***** Dataset extract *****

PR #167, opened 2026-07-03
ext: derive `type: path` mounts from config, drop ext-paths.json

mobileoverlord:
## Summary

Makes `avocado.yaml` the single source of truth for `type: path` extension
mounts. Previously `avocado ext fetch` recorded resolved mounts in
`.avocado/ext-paths.json`, which was read both at container launch (for bindfs
mounts) and during config composition. That side-table could drift from the
config whenever an extension's `source` flipped between `package` and `path` —
a stale entry kept mounting a host path over an extension that was now a
package.

## Details

- `SdkContainer::derive_ext_path_mounts` reads + interpolates `avocado.yaml` and
  mounts every `source: { type: path }` extension (replaces the state-file read
  at container launch).
- Config composition resolves a path-based extension's config directly from its
  declared `source.path` instead of the state file.
- Removes `ExtensionPathState` entirely; `ext fetch` for a path extension is now
  validation-only (nothing is written).

Flipping an extension between `package` and `path` now takes effect immediately
with nothing to reconcile.

## Follow-up (out of scope)

A separate change will clear a previously package-populated `includes/<ext>`
when switching it to `path`, so bindfs mounts onto a clean directory.

## Testing

- Added tests for deriving mounts from config (a `path` source is mounted, a
  `package` source is ignored; no path sources → no mounts).

### DIFF
--- a/src/utils/config.rs
+++ b/src/utils/config.rs
@@ -1911,13 +1911,23 @@ impl Config {
             );
         }
 
-        // Load extension path state for path-based extensions
-        let ext_path_state = crate::utils::ext_fetch::ExtensionPathState::load_from_dir(&src_dir)
-            .ok()
-            .flatten();
-
         // For each remote extension, try to read its config
         for (ext_name, source) in remote_extensions {
+            // For a `type: path` source, resolve its host dir directly from the
+            // config declaration (relative to src_dir) — the config is the
+            // source of truth, so no separate state file is consulted.
+            let path_source_dir: Option<PathBuf> = match &source {
+                ExtensionSource::Path { path, .. } => {
+                    let p = if Path::new(path).is_absolute() {
+                        PathBuf::from(path)
+                    } else {
+                        src_dir.join(path)
+                    };
+                    Some(p.canonicalize().unwrap_or(p))
+                }
+                _ => None,
+            };
+
             // Try multiple methods to read the extension config:
             // 0. Path-based extension: read directly from source path (for source: { type: path })
             // 1. Direct container path (when running inside a container)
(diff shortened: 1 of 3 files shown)


src/utils/container.rs
```diff
@@ -528,45 +540,68 @@ impl SdkContainer {
...
+    /// interpolation is done here (no remote-extension composition) since a
+    /// `type: path` source is declared inline and needs no network.
+    pub fn derive_ext_path_mounts(&self, target: &str) -> Option<HashMap<String, PathBuf>> {
+        let config_path = self.config_path.as_ref()?;
+        let content = std::fs::read_to_string(config_path).ok()?;
+        let mut value: serde_yaml::Value = serde_yaml::from_str(&content).ok()?;
+        // Interpolate so templated extension keys (e.g.
+        // `avocado-bsp-{{ avocado.target.board }}`) and `path` values resolve.
+        crate::utils::interpolation::interpolate_config(&mut value, Some(target)).ok()?;
+
```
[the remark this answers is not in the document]
mobileoverlord: Fixed: `derive_ext_path_mounts` now warns (when verbose) and returns None explicitly on read/parse/interpolation failure instead of silently disabling all path mounts via `.ok()?` — restoring the diagnosability the previous state-file path had.

src/utils/config.rs
```diff
@@ -2162,15 +2167,11 @@ impl Config {
...
-                    format!("/opt/_avocado/{resolved_target}/includes/{ext_name}/avocado.yaml")
-                }
+            let ext_config_path_str = if let Some(ref source_path) = path_source_dir {
+                source_path
+                    .join("avocado.yaml")
+                    .to_string_lossy()
+                    .to_string()
             } else {
                 format!("/opt/_avocado/{resolved_target}/includes/{ext_name}/avocado.yaml")
             };
```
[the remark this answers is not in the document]
mobileoverlord: Fixed: the recorded extension config path now checks for `avocado.yml` and records whichever file actually exists (falling back to `avocado.yaml`), so downstream relative-path resolution reads the real file.

src/utils/container.rs
```diff
@@ -528,45 +540,97 @@ impl SdkContainer {
...
-    /// mounted via bindfs at container runtime.
-    pub fn load_ext_path_mounts(&self) -> Option<HashMap<String, PathBuf>> {
-        use crate::utils::ext_fetch::ExtensionPathState;
+    /// The config is the single source of truth: flipping an extension's source
+    /// between `package` and `path` takes effect immediately with no separate
+    /// state file to reconcile or go stale. Only lightweight parsing +
+    /// interpolation is done here (no remote-extension composition) since a
+    /// `type: path` source is declared inline and needs no network.
+    pub fn derive_ext_path_mounts(&self, target: &str) -> Option<HashMap<String, PathBuf>> {
+        let config_path = self.config_path.as_ref()?;
```
jetm: This early-return is the crux: `derive_ext_path_mounts` returns `None` whenever `config_path` is `None`, and only `from_config()` sets it — `SdkContainer::new()` leaves it `None`. `ext install` and `runtime install` (and other `new()`-based sites) then mount zero `type: path` extensions, and nothing sets `config.ext_path_mounts` to compensate. The old `load_ext_path_mounts` read `ext-paths.json` via `src_dir`/cwd regardless of `config_path`, so this is a silent dropped-extension regression for those commands — a runtime that depends on a `type: path` extension is built against an empty includes dir. Deriving from the in-memory `Config` the callers already hold (or setting `config_path` in `new()`) would restore coverage.

src/utils/container.rs
```diff
@@ -528,45 +540,97 @@ impl SdkContainer {
...
+        let mut value: serde_yaml::Value = match serde_yaml::from_str(&content) {
+            Ok(v) => v,
+            Err(e) => {
+                warn("parse", &e);
+                return None;
+            }
+        };
+        // Interpolate so templated extension keys (e.g.
+        // `avocado-bsp-{{ avocado.target.board }}`) and `path` values resolve.
+        if let Err(e) = crate::utils::interpolation::interpolate_config(&mut value, Some(target)) {
```
jetm: Interpolating the entire config here means any interpolation or parse error anywhere returns `None` and drops all path mounts, and the warning is `verbose`-only, so it fails silently. The old `ext-paths.json` state was interpolation-independent. Interpolating only the `extensions` subtree, and surfacing the error outside verbose mode, would avoid dropping mounts because of an unrelated field.

src/utils/container.rs
```diff
@@ -528,45 +540,97 @@ impl SdkContainer {
...
             }
+            let Some(path) = source.get("path").and_then(|p| p.as_str()) else {
+                continue;
+            };
+            let resolved = if Path::new(path).is_absolute() {
+                PathBuf::from(path)
+            } else {
+                src_dir.join(path)
+            };
+            let resolved = resolved.canonicalize().unwrap_or(resolved);
```
jetm, line 641: `canonicalize().unwrap_or(resolved)` with no existence / `avocado.yaml` check means a typo'd `path:` source is bindfs-mounted against a nonexistent host dir and fails at container launch, instead of the clear pre-flight error `ext fetch` used to give. The resolution base also differs from the removed `fetch_from_path` (which fell back to the config-file dir when `src_dir` was unset) — worth confirming they match so the mount doesn't point at the wrong directory when run from a different cwd with `src_dir` unset.

jetm (commented):
Reviewed dropping `ext-paths.json` in favor of deriving mounts from config. There's a silent dropped-mount regression I'd treat as blocking (inline on `container.rs`), plus two related issues.

src/utils/container.rs
mobileoverlord: Fixed (blocking): `derive_ext_path_mounts` no longer returns None when `config_path` is unset — it falls back to `avocado.yaml`/`.yml` under `src_dir` (or cwd), mirroring the old `ext-paths.json` src_dir/cwd lookup. So `ext install` / `runtime install` (bare `SdkContainer::new()`) mount `type: path` extensions again. Added a regression test.

src/utils/container.rs
mobileoverlord: Fixed: interpolation is now scoped to the `extensions` subtree (context built from the full config, so avocado.target/board still resolve), so an error in an unrelated top-level field can't drop all mounts; and read/parse/interpolate failures now warn unconditionally rather than only under `--verbose`.

src/utils/container.rs
mobileoverlord: Fixed: a `type: path` source whose resolved dir doesn't exist is now skipped with a clear warning instead of being bindfs-mounted against a nonexistent path (cryptic launch failure) — mirroring the pre-flight check `ext fetch` had. The resolution base is now `src_dir` else the config file's directory (matching the removed `fetch_from_path`), so it no longer depends on the process cwd.

jetm (approved):
All findings addressed — `config_path` falls back to `src_dir`/cwd so `new()`-based commands still mount `type: path` extensions (with a regression test), interpolation is scoped to the extensions subtree, missing sources are skipped with a warning, and the resolution base matches the old behavior. CI green. LGTM.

*****

- _Exercise prompt_: The entries above hold the needed span. Transcribe exactly the lines from the one with "at container launch)." to the one with "src_dir) — the config is the", both included.

- _Output of the exercise_:
  at container launch).
- Config composition resolves a path-based extension's config directly from its
  declared `source.path` instead of the state file.
- Removes `ExtensionPathState` entirely; `ext fetch` for a path extension is now
  validation-only (nothing is written).

Flipping an extension between `package` and `path` now takes effect immediately
with nothing to reconcile.

## Follow-up (out of scope)

A separate change will clear a previously package-populated `includes/<ext>`
when switching it to `path`, so bindfs mounts onto a clean directory.

## Testing

- Added tests for deriving mounts from config (a `path` source is mounted, a
  `package` source is ignored; no path sources → no mounts).

### DIFF
--- a/src/utils/config.rs
+++ b/src/utils/config.rs
@@ -1911,13 +1911,23 @@ impl Config {
             );
         }
 
-        // Load extension path state for path-based extensions
-        let ext_path_state = crate::utils::ext_fetch::ExtensionPathState::load_from_dir(&src_dir)
-            .ok()
-            .flatten();
-
         // For each remote extension, try to read its config
         for (ext_name, source) in remote_extensions {
+            // For a `type: path` source, resolve its host dir directly from the
+            // config declaration (relative to src_dir) — the config is the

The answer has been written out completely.